_Dataset content_
=== Section Start ===

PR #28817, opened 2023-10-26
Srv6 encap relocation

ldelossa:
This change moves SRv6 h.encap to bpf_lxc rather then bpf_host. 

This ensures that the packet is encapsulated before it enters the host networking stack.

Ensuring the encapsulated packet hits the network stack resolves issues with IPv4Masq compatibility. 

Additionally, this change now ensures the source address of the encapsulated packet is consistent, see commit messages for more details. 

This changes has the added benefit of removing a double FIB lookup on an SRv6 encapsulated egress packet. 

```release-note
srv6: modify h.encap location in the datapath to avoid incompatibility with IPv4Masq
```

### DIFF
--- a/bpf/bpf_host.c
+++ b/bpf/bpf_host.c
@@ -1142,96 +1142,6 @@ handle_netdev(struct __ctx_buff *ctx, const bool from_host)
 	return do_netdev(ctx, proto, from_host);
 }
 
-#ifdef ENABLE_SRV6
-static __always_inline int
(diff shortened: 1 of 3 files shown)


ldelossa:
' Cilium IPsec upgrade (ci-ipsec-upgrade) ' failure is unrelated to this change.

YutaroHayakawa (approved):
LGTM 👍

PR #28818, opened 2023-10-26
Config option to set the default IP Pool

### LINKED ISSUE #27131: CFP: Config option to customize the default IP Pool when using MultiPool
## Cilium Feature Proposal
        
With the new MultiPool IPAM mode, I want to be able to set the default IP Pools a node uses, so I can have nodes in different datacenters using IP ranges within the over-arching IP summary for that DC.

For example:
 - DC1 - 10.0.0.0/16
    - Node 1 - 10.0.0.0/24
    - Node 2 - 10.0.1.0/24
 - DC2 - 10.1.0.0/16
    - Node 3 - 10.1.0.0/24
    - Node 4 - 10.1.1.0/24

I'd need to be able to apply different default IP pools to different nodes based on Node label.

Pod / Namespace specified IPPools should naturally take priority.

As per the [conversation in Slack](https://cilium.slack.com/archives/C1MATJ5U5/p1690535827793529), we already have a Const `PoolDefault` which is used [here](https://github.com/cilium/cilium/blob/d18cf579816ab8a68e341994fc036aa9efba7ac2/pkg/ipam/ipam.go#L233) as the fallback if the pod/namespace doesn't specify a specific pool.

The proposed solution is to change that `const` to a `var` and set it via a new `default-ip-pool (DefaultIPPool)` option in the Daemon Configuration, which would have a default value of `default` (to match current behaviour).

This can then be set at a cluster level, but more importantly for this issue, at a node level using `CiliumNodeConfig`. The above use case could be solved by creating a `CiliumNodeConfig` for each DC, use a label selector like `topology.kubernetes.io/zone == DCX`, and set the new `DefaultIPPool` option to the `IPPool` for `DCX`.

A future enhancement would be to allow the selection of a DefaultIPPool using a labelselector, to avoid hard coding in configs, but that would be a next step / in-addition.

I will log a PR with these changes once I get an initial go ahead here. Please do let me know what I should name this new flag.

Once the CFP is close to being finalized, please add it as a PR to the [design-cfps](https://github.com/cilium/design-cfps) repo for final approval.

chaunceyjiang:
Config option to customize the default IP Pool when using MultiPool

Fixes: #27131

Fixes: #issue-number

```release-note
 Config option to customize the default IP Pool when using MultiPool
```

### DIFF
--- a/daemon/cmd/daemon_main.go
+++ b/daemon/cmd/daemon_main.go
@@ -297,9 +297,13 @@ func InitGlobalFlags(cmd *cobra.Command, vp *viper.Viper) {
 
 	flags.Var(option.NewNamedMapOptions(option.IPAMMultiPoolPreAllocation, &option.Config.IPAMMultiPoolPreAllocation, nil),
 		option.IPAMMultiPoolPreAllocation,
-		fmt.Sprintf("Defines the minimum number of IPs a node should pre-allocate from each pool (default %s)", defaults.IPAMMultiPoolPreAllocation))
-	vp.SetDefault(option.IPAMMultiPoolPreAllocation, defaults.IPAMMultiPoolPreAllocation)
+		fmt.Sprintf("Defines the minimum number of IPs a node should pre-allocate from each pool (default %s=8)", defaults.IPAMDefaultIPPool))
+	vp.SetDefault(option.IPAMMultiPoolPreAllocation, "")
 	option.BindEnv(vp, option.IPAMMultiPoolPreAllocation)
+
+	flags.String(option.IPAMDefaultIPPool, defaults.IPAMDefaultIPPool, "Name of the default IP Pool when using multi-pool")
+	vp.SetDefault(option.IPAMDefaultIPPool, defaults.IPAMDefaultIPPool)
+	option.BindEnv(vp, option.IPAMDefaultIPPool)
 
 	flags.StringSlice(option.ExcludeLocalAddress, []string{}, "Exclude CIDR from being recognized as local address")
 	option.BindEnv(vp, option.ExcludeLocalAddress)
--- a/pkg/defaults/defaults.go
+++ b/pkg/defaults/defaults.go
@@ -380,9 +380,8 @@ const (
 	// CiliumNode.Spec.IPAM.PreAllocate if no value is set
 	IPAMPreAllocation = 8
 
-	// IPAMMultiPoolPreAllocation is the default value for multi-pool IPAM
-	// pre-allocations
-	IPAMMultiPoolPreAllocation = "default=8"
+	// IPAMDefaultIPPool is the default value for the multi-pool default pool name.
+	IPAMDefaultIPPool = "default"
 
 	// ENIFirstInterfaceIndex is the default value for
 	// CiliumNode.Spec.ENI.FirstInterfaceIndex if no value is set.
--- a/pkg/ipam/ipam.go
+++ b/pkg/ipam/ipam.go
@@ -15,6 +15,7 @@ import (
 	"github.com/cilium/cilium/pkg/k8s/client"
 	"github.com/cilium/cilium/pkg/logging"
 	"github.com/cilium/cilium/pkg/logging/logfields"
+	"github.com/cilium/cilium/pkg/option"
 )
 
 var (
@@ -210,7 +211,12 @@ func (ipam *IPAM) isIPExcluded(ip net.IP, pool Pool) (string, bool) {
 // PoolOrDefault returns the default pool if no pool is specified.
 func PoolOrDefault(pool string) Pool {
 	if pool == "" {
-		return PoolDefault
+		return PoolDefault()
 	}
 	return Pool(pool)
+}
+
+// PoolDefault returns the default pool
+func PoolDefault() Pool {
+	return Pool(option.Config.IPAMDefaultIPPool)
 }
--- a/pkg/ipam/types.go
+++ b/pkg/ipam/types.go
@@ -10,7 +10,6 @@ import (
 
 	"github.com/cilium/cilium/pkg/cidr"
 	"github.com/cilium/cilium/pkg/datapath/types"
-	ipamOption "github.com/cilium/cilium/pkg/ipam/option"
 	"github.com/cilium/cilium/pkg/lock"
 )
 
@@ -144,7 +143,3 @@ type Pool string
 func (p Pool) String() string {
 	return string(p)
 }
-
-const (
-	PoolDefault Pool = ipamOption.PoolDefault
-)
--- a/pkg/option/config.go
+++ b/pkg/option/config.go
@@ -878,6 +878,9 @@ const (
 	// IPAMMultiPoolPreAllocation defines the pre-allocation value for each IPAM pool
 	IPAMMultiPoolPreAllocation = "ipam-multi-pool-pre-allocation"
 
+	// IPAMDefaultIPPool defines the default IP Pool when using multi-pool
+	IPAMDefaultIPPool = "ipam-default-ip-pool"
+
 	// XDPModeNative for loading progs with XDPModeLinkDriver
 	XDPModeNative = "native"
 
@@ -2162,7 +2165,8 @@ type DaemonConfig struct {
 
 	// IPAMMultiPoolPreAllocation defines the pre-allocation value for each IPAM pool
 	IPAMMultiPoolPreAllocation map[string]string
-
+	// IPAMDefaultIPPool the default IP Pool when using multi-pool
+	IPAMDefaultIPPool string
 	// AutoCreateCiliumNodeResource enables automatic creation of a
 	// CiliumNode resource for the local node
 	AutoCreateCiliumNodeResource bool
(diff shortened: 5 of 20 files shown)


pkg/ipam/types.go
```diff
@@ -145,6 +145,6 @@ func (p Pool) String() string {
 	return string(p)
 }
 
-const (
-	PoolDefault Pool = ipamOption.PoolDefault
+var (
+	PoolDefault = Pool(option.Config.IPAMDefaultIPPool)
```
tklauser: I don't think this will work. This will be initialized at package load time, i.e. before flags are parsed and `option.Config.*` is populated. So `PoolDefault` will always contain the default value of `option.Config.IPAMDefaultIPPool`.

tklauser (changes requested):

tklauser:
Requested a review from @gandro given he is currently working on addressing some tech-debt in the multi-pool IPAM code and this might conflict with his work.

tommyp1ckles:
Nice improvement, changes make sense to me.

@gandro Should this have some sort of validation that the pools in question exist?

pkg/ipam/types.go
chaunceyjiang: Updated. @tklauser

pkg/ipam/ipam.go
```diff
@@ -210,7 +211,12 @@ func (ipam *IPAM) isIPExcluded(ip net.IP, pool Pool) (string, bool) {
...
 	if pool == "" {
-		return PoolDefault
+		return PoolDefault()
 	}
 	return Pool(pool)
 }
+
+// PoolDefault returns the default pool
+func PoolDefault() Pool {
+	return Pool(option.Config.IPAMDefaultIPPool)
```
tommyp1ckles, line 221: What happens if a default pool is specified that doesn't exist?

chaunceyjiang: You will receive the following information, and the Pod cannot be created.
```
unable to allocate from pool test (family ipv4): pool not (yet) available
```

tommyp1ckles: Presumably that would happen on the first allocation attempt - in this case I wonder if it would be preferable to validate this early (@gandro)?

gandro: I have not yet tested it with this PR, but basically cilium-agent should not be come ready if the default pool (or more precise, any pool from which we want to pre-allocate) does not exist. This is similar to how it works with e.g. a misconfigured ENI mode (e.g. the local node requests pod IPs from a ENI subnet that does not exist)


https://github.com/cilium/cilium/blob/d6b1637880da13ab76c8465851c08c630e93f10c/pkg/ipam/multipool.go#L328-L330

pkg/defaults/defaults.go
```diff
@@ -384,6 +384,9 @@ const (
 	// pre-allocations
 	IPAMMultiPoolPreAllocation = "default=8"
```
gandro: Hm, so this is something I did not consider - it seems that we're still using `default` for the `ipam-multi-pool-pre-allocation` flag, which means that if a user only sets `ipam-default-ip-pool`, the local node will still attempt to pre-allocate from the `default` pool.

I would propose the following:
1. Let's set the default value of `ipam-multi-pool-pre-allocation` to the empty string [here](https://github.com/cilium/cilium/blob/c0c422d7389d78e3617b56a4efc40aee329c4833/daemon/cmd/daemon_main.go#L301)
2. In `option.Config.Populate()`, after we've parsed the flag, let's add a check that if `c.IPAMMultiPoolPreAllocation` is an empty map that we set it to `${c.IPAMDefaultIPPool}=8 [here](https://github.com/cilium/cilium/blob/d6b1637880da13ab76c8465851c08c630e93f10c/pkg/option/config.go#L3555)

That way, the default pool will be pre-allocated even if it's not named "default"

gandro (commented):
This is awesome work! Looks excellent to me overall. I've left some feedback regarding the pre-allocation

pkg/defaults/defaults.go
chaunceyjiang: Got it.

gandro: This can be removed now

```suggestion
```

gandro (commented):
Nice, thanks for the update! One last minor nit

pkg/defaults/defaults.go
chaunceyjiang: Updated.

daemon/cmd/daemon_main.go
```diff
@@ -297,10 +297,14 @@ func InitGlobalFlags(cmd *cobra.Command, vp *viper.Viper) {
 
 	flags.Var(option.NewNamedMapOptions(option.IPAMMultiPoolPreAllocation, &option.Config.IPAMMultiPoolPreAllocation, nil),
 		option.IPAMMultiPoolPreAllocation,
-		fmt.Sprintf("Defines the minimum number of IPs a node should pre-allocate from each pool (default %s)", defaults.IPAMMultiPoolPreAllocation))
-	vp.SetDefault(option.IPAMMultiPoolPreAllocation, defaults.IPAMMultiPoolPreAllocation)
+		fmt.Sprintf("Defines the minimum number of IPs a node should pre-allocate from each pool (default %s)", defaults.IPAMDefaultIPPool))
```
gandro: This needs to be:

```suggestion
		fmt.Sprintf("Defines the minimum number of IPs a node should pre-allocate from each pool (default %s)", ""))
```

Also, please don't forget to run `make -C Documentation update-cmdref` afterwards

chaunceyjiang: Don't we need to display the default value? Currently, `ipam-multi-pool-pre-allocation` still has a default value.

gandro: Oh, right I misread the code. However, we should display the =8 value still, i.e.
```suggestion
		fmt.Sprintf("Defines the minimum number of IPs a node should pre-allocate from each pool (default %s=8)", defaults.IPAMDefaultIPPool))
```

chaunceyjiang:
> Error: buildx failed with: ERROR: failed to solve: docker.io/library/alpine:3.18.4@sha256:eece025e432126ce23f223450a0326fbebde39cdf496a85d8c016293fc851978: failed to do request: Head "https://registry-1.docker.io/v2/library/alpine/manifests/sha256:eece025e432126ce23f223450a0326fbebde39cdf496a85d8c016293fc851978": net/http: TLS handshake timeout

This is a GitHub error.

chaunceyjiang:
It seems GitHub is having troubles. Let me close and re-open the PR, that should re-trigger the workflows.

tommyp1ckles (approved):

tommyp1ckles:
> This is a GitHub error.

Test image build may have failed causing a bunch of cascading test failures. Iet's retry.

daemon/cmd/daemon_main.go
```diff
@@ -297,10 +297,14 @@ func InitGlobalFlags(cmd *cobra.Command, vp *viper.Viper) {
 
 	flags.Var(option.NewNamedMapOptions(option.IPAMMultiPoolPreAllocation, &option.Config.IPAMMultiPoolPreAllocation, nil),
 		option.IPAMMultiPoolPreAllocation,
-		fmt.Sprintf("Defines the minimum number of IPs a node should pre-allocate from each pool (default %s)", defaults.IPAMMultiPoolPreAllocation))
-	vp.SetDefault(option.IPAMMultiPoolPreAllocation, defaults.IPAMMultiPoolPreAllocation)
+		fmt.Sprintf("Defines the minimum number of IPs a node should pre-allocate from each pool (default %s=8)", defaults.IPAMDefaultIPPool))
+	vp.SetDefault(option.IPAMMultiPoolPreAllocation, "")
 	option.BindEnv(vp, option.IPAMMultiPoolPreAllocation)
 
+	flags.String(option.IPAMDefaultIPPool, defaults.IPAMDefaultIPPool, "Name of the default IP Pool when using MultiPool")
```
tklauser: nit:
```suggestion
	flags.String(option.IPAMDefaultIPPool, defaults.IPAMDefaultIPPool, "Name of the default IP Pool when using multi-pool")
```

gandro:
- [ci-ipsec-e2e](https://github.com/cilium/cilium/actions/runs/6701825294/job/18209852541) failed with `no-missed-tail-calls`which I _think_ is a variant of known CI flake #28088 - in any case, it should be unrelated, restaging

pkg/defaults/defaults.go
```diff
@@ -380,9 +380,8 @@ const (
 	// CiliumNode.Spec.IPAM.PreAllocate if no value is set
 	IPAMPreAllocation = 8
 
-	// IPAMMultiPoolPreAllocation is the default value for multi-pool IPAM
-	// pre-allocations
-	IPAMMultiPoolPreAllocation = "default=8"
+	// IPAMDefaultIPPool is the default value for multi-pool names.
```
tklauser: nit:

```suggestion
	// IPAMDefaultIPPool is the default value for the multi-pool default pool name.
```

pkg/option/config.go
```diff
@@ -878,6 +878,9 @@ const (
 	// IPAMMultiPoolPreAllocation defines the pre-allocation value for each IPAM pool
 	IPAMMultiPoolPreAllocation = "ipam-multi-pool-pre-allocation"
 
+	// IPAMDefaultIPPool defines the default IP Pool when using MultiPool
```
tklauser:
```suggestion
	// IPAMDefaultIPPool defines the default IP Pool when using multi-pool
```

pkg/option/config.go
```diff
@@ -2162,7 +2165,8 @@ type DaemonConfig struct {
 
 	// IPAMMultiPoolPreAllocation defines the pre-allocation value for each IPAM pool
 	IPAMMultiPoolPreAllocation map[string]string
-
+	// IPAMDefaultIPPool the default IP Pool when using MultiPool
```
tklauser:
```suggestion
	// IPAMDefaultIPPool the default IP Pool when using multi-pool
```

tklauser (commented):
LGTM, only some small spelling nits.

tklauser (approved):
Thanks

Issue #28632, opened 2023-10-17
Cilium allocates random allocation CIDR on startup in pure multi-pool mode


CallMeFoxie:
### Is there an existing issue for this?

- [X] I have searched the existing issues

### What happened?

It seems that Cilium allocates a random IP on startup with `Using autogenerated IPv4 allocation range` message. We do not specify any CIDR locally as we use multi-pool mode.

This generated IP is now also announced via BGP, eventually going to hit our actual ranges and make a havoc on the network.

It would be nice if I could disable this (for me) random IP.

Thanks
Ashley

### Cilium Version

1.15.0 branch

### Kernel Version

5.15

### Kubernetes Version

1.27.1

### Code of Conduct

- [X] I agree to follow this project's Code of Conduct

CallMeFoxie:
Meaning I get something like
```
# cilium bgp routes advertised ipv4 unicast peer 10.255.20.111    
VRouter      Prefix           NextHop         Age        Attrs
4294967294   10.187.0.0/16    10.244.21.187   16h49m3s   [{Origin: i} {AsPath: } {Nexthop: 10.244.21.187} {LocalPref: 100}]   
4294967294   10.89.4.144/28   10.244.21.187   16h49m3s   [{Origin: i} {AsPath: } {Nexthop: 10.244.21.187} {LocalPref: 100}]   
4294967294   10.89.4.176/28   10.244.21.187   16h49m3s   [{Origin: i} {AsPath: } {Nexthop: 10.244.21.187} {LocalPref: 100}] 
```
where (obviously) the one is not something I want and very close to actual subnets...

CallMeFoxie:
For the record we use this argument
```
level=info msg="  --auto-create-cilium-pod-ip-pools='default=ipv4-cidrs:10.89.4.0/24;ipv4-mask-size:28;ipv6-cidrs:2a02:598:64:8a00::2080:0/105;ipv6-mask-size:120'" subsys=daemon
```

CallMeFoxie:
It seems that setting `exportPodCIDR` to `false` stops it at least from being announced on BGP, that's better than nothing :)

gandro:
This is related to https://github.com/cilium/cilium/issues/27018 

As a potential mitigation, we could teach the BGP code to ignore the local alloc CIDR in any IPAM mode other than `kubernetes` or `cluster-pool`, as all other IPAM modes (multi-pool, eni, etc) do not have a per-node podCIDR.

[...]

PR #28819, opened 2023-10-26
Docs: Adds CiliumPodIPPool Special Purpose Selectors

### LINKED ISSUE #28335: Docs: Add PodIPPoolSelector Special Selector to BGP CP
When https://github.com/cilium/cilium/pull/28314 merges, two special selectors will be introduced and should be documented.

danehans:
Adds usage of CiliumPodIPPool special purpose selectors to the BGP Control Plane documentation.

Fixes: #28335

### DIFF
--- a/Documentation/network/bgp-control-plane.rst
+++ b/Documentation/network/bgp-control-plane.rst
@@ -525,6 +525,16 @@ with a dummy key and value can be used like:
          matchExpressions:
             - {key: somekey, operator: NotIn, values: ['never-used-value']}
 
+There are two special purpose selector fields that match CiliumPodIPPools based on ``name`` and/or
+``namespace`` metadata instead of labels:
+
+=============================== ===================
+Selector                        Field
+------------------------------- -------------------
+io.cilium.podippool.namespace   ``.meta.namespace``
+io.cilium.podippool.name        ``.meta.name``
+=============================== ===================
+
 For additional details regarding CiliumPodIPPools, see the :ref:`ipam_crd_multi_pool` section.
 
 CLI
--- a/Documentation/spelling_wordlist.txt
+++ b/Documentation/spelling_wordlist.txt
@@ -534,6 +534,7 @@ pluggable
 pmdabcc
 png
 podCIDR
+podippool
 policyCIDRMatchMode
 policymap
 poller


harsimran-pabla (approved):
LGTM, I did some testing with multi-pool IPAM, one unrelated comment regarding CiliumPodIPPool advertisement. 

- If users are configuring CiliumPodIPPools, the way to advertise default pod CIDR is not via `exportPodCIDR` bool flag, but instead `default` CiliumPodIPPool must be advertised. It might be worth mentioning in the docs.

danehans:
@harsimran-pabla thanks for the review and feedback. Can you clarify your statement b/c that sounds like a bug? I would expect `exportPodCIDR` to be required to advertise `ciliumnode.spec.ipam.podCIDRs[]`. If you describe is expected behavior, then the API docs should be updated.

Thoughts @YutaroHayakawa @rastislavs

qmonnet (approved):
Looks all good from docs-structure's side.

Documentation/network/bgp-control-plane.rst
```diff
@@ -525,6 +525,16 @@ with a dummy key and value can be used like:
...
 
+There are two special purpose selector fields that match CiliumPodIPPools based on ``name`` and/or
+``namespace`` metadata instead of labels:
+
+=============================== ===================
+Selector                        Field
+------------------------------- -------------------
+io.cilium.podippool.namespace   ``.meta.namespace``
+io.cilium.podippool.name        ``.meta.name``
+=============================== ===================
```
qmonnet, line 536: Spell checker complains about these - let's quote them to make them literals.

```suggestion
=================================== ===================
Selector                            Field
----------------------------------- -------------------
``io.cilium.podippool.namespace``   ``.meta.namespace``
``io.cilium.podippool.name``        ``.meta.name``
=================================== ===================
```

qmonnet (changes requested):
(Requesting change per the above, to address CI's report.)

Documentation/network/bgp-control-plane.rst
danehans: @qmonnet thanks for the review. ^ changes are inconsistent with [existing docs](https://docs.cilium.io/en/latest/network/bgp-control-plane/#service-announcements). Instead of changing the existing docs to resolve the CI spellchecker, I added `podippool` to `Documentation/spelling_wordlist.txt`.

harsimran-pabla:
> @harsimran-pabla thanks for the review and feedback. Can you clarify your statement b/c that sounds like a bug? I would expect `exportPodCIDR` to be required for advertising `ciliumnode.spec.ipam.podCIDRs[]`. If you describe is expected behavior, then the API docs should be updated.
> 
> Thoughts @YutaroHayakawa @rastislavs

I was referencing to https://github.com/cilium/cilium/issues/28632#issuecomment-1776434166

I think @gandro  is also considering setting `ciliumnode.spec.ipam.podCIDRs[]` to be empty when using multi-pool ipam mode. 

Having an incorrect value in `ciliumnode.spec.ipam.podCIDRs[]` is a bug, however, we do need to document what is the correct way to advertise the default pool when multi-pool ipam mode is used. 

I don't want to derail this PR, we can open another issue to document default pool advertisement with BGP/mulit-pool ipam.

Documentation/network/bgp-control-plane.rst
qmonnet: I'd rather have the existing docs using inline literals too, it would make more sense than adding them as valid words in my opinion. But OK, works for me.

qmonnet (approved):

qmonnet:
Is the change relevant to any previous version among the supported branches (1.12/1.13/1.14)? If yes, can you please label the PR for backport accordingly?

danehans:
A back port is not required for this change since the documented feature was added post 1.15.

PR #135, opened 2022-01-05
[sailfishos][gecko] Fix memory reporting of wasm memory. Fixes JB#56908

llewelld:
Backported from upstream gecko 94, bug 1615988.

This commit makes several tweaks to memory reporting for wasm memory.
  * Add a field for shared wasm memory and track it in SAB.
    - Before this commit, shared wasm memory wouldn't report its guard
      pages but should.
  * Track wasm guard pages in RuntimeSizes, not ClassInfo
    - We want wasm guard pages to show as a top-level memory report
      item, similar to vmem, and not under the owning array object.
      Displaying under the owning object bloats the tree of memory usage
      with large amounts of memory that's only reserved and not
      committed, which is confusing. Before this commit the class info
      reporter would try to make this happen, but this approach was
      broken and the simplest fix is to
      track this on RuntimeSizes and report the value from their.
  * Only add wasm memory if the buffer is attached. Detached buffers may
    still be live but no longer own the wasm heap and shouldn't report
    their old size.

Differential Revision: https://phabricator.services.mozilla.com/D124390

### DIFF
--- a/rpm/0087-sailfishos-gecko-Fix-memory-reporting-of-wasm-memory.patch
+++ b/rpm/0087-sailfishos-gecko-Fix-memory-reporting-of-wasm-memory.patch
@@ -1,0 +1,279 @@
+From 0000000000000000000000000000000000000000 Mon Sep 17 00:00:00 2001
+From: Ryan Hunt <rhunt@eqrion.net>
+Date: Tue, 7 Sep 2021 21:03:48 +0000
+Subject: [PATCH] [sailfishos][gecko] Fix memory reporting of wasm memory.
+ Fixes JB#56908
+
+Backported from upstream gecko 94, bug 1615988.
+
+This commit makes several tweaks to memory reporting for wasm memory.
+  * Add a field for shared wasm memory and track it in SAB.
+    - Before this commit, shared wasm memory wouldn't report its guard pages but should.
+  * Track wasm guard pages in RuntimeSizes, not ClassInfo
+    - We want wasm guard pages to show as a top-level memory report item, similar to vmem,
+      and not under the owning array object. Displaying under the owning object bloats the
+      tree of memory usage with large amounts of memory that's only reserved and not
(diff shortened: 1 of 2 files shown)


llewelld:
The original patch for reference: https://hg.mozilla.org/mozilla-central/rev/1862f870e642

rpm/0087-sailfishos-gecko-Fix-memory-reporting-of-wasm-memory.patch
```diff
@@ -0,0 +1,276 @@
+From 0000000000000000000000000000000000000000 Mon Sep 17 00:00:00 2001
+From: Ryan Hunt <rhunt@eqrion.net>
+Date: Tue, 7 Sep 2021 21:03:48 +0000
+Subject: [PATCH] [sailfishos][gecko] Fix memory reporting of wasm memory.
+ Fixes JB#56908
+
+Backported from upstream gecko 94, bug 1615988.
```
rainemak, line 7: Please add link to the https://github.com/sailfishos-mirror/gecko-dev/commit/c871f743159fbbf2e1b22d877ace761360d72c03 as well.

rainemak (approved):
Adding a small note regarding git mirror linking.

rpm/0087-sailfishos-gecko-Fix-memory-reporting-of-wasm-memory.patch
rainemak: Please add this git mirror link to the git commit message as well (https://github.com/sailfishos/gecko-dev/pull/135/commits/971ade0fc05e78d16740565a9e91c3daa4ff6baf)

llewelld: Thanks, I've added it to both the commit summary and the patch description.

=== Section End ===

_Work instructions_
State only how many lines above hold the string "XDPModeNative".

_Output for this exercise_
2